_RECORD EXCERPTS_:
PR #161, opened 2019-09-20
Toolchain newlib patch

vb000:
- Patch riscv-gnu-toolchain to fix a installation issue.
- Added target cflags -- this fixes expf issue!!
https://github.com/bespoke-silicon-group/bsg_manycore/blob/8e93b73a7a87ab11f348b3ec629dd79df9288d6b/software/riscv-tools/Makefile#L32
BSG Manycore's FPU needs a set of gcc flags, because it don't implement fused mul-add, fexp etc. We have those options in our C compilation flow. The issue was, they were not added to the library compilation flow, which caused the math library to be compiled assuming fma (fused mul-add) instructions are legal. Since we don't support fma instructions, expf which had fma instructions in it's compiled binary produces wrong results on our hardware. This addition tells the toolchain build flow to compile library code with provided cflags.

- Added back `--remote` flag to Newlib's `git submodule update` command. Git 1.8 and later versions have this feature of a submodule tracking a branch. This is required because bsg_manycore tracks our custom newlib port.
https://github.com/bespoke-silicon-group/bsg_manycore/blob/8e93b73a7a87ab11f348b3ec629dd79df9288d6b/software/riscv-tools/Makefile#L91

### DIFF
--- a/software/riscv-tools/Makefile
+++ b/software/riscv-tools/Makefile
@@ -81,7 +81,7 @@ replace-newlib:
 	cd $(TOOLCHAIN_REPO) && git config --file=.gitmodules submodule.riscv-newlib.branch $(BSG_NEWLIB_BRANCH)
 	cd $(TOOLCHAIN_REPO) && git apply ../$(BSG_NEWLIB_PATCH)
 	cd $(TOOLCHAIN_REPO) && git submodule sync
-	cd $(TOOLCHAIN_REPO) && git submodule update --init --recursive riscv-newlib
+	cd $(TOOLCHAIN_REPO) && git submodule update --remote riscv-newlib
 
 checkout-spike:
 	@echo "====================================="
--- a/software/riscv-tools/Makefile
+++ b/software/riscv-tools/Makefile
@@ -29,10 +29,12 @@
 
 TOOLCHAIN_REPO=riscv-gnu-toolchain
 TOOLCHAIN_URL=https://github.com/riscv/$(TOOLCHAIN_REPO)
+TOOLCHAIN_VERSION=a03290eab661e2aa58288ad164f908bbbcc2169c
 DEPENDS_DIR=$(CURDIR)/depends
 
 BSG_NEWLIB_URL=https://github.com/bespoke-silicon-group/bsg_newlib_dramfs.git
 BSG_NEWLIB_BRANCH=dramfs
+BSG_NEWLIB_PATCH=newlib.patch
 
 SPIKE_REPO=riscv-isa-sim
 SPIKE_URL=https://github.com/riscv/riscv-isa-sim.git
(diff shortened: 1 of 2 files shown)


drichmond:
This fixes the fma issue? What flag fixes it?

_ASSIGNMENT_: From the records above, return each line where "fixes" occurs.

_ANSWER_:
- Added target cflags -- this fixes expf issue!!
This fixes the fma issue? What flag fixes it?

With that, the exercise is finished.